**WHAT YOU HAVE TO DO:**
Copy out all lines from the entries below in which "when" occurs.

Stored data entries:
Content starts
PR #613, opened 2022-09-13
Fix the HGVS validation interface

ifokkema:
Fix the HGVS validation interface.
- Fix that VV errors weren't recognized by the checkHGVS interface.
- Prevent notices when VV returns false.
- Mark NGs as unsupported since VV doesn't really support them now.
  - The VV library also doesn't support them, but when trying to build code that would handle them, I ran into so many issues that it's best if VV improves the NG support, and then I'll be able to work with them. LOVD doesn't use them, so it's OK.
  - See https://github.com/openvar/variantValidator/issues/423
- Mark LRGs (genome-based) as unsupported just like NG.
  - VV handles LRGs the same as NGs. There are currently too many issues to deal with, so communicate that they are currently unsupported.
- Improve handling of LRGt variants in the VV library.
  - It'll make sure that we select the correct output, and it'll suppress a few warnings that we don't want to see in these cases.
- Add a link to api.lovd.nl from the tabs in the menu.


src/class/variant_validator.php
```diff
@@ -917,7 +917,21 @@ public function verifyVariant ($sVariant, $aOptions = array())
...
-        $aData['data']['DNA'] = $aJSON['hgvs_transcript_variant'];
+        // Handle LRGt submissions.
+        if (substr($sVariant, 0, 3) == 'LRG') {
+            $aData['data']['DNA'] = $aJSON['hgvs_lrg_transcript_variant'];
+            // Also, in this case, we're not interested if new transcripts exist.
+            $aJSON['validation_warnings'] = array_filter(
+                $aJSON['validation_warnings'],
+                function ($sValue)
+                {
+                    return preg_match('/^Reference sequence .+ can be updated to .+\.$/', $sValue);
```
ifokkema, line 928: This return statement should be negated, no?

ifokkema (commented):
Better double-check this.

src/class/variant_validator.php
ifokkema: Yes; fixed it.

Issue #3096, opened 2019-12-29
nested-cloudformation-stack.yml uses backup (tilde) files for custom CFN


berenddeboer:
**Describe the bug**

The generated `amplify/backend/awscloudformation/nested-cloudformation-stack.yml` uses the backup file for it's custom stack:

```
		"AuroraCluster": {
			"Type": "AWS::CloudFormation::Stack",
			"Properties": {
				"TemplateURL": "https://s3.amazonaws.com/amplify-amplify-js-app-ireland-145750-deployment/amplify-cfn-templates/Aurora/cloudformation-template.yml~",
				"Parameters": {
					"rdsDatabaseName": "TESTDB",
					"env": "ireland"
				}
			}
		}
``` 

I'm editing with Emacs, so it tends to create a backup file with the same name but ending in `~` (tilde).

**Amplify CLI Version**
4.9.

**To Reproduce**
Copy `amplify/backend/<custom-category>/<custom-resource>/cloudformation-template.yml` to `cloudformation-template.yml~` and execute `amplify push` to update `nested-cloudformation-stack.yml`.

**Expected behavior**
Content ends
**ANSWER BELOW:**
- Prevent notices when VV returns false.
  - The VV library also doesn't support them, but when trying to build code that would handle them, I ran into so many issues that it's best if VV improves the NG support, and then I'll be able to work with them. LOVD doesn't use them, so it's OK.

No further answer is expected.